Marian and I discovered these productions a couple of years ago, and I, to my amazement, have become a serious opera fan. I have always liked certain music from operas, but live opera included such things as long drives to San Francisco, difficulty in finding a parking place, expensive tickets, cramped seats, and inability to see very well (the closer seats were more than expensive). A theater in Palo Alto a few blocks from my house presents the simulcasts, and throws in free parking 100 feet or so from the door, extraordinarily comfortable seats with lots of leg room and usually empty seats on each side of you, $25 tickets, excellent coffee and ice cream as well as popcorn, and a very large screen and outstanding sound.

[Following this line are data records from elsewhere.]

PR #2020, opened 2018-05-15
SONARJAVA-2743 FN on S3688 when disallowed class is used in import declaration or method invocation

alban-auzeill:


java-checks/src/test/files/checks/DisallowedClassCheck.java
```diff
@@ -1,3 +1,9 @@
+import unknown;
+import java.lang.Object;
+import java.lang.String; // Noncompliant
+import java.lang.String.*; // Noncompliant
+import static java.lang.String.valueOf; // Noncompliant
+
 class A {
   private String disallowed; // Noncompliant [[sc=11;ec=17]]
   private Integer disallowed2;
```
andrei-epure-sonarsource: now that you are editing the file, could you please rename this `disallowed2` Integer to something else? because the Integer class is not disallowed for this test, only  ` visitor.disallowedClass = "java.lang.String";`

java-checks/src/test/files/checks/DisallowedClassCheck.java
```diff
@@ -1,3 +1,9 @@
+import unknown;
```
andrei-epure-sonarsource: cannot comment unchanged line inside github, but could you please add a comment why line 36 is Compliant? ... is has String as well and it's not intuitive for me
`((java.util.Optional<String>) o).map(value -> 1);`

java-checks/src/main/java/org/sonar/java/checks/DisallowedClassCheck.java
```diff
@@ -23,11 +23,15 @@
 import org.sonar.check.Rule;
```
andrei-epure-sonarsource: why didn't you add some tests in DisallowedClassCheckRegex as well?

java-checks/src/test/files/checks/DisallowedClassCheck.java
alban-auzeill: I added the comment: // Compliant, ignore inferred type
This explain why "value" is compliant, but I didn't challenge why type cast is compliant.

And a presentation that puts you in the action both on and off stage. I am still trying to understand how they do it. Although the performances are broadcast live, the camera work is of movie quality, and the views of everything from singers to orchestra members, to scenery, to back-stage activities are seamless, shot from all angles and distances, seemingly perfectly integrated, and needless to say, up close.
Before these simulcasts, I had not appreciated such things as the acting skills of the performers (relatively cheap seats), or the effort spent to stage an opera. The last one Marian and I saw was Die Meistersinger von Nurnberg, which entranced us for 6 hours (it is not easy to entrance the two of us for that long), plus two long breaks in which we could watch the 100 person stage crews do such things as erect a full-sized section of old-time Nurnberg and scenery for the final act, which begins as a discussion in the interior of a house and ends with a huge pageant in the town park. And sandwiched in between were the usual interviews with performers, which shows them to be regular people with excellent senses of humor.
One of the all-time great interviews in the Simulcasts we have seen was of a formerly little known tenor named Jay Hunter Morris, who grew up in Paris, Texas, and worked his way from church choir to back-up roles in less known opera houses. The performance was Siegfried of Wagner’s Ring cycle, one of the most difficult roles in the opera. Siegfried sings almost constantly through the several hour-long opera. Only a few tenors in the world are thought capable of performing this role at the top level, and eight days before the first performance the tenor scheduled for this production realized he could not do the performance. In came Jay Morris, who not only performed it brilliantly, and loved the part, but when interviewed proved to be a more than lovable small-town boy-makes-good. I shall never forget him lying on a couch trying to recover for the next act, and excitedly saying things such as “I am so tired, but this is so fun”, and “who’d believe someone from Paris, Texas could wind up singing at the Met?”. He had definitely been discovered. Needless to say, he is now world famous and the receipient of many honors.
I am usually a believer that live performances are superior to media ones (obvious exception of movies). But I am well aware that attendees at Stanford’s new football stadium are often watching the big TV screens hanging in the middle of the field rather than the live players, and such heresy even occurs at Giants baseball games. And I certainly realize that the Met Simulcasts have made me lose my interest in attending the live opera in San Francisco, or in New York for that matter. And I am very happy to see technology remain quietly in the backround, which I think should be the case, and yet deliver a product with the value of these Simulcasts.